**EXERCISE PROMPT**
Look through the records below, and whenever a line contains "queryLimit", copy it.

**INPUT FOR THIS TASK**
************
PR #40, opened 2020-07-30
Added more tick values and y label padding

rob-marcus:
Title. New look: 

image
Added ticks for the min/max advertiser ad count for every year, so 6 ticks total now. 

Also, since Warren went so heavy with ad words ads, I added a zoom component so it's easier to explore everyone else's performance.

### DIFF
--- a/client/src/components/Visualization/charts/ScatterPlot.js
+++ b/client/src/components/Visualization/charts/ScatterPlot.js
@@ -114,7 +114,6 @@ const ScatterPlot = () => {
   // Get the min and max tick values for each year in the chart.
   advertisers.forEach(year => {
     const range = getChartRange(year);
-
     ranges.push(range.min);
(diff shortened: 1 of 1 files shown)


client/src/components/Visualization/charts/ScatterPlot.js
```diff
@@ -102,23 +105,34 @@ function useAdvertisers(year, queryLimit) {
...
-                       ...advertisers2019,
-                       ...advertisers2020];
+  const ranges = [];
 
-  const range = getChartRange(advertisers);
-  const chartTitle = `T${queryLimit} Most prolific ad words advertisers/year`;
+  // Get the min and max tick values for each year in the chart.
+  advertisers.forEach(year => {
+    const range = getChartRange(year);
+
```
andrewlathamgoogle, line 117: -newline

PR #1821, opened 2018-11-11
cmake: Only set install RPATH for darktable binaries requiring it

cryptomilk:
Hi,

it looks like this is only needed for the darktable executables and plugins.

A test build with this patch is at:
https://build.opensuse.org/package/show/home:gladiac:branches:graphics:darktable:master/darktable

### DIFF
--- a/src/CMakeLists.txt
+++ b/src/CMakeLists.txt
@@ -841,6 +841,17 @@ if (WIN32)
   set_target_properties(darktable PROPERTIES LINK_FLAGS "-mconsole -mwindows -Wl,-subsystem,console")
   _detach_debuginfo (darktable bin)
   _detach_debuginfo (lib_darktable bin)
+else()
+    # Note that $ORIGIN is not a variable but has a special meaning at runtime.
+    # The string "$ORIGIN" should end up in the executable as-is.
+    set(RPATH_DT "$ORIGIN")
+    if (APPLE)
+        # The string "@loader_path" should end up in the executable as-is.
+        set(RPATH_DT "@loader_path")
+    endif()
+    set_target_properties(darktable
+                          PROPERTIES
+                          INSTALL_RPATH ${RPATH_DT}/../${CMAKE_INSTALL_LIBDIR}/darktable)
 endif(WIN32)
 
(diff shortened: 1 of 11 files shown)


TurboGit:
@LebedevRI : this looks like it works, are you ok for a second try? We'll revert if it breaks things again.

src/CMakeLists.txt
```diff
@@ -841,6 +841,17 @@ if (WIN32)
   set_target_properties(darktable PROPERTIES LINK_FLAGS "-mconsole -mwindows -Wl,-subsystem,console")
   _detach_debuginfo (darktable bin)
   _detach_debuginfo (lib_darktable bin)
+else()
+    # Note that $ORIGIN is not a variable but has a special meaning at runtime.
+    # The string "$ORIGIN" should end up in the executable as-is.
+    set(RPATH_DT "$ORIGIN")
```
LebedevRI: In general, if you have to repeat the exact same snippet in more than two places, you are doing it wrong.

LebedevRI:
> @LebedevRI : this looks like it works, are you ok for a second try? We'll revert if it breaks things again.

No opinion

TurboGit:
Note that this does not work as expected. Running dt from the build directory still uses the IOP module from the install directory. Any chance to fix that, or should I revert? Thanks.

parafin:
You can check how it's done for relocatable DT on MacOS and Windows:
https://github.com/darktable-org/darktable/blob/master/src/common/file_location.c
But I think there's a problem - the directory structures in build and install dirs aren't the same, so this use-case (running DT from build dir) might require custom code. It's probably not the best idea - why increase the amount of code if you could just install DT to some temporary directory (writable by user) and run it from there?

parafin:
Or maybe one can get away with passing --moduledir and --noiseprofiles arguments (and optionally --localedir) without changing any code.

cryptomilk:
You can put all libraries in one directory in the build dir using:

    set(CMAKE_LIBRARY_OUTPUT_DIRECTORY "${CMAKE_BINARY_DIR}/lib")

However, the code needs to try to first dlopen() the library from the build dir and fall back to the system directory. I guess it would work if we pass the path where to look for modules to:

dt_module_load_modules() and have the build dir locations of the modules in config.h. Then we can first try to load from the build dir and if that fails go to the system dir.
************
**FINISHED EXERCISE**
@@ -102,23 +105,34 @@ function useAdvertisers(year, queryLimit) {
-  const chartTitle = `T${queryLimit} Most prolific ad words advertisers/year`;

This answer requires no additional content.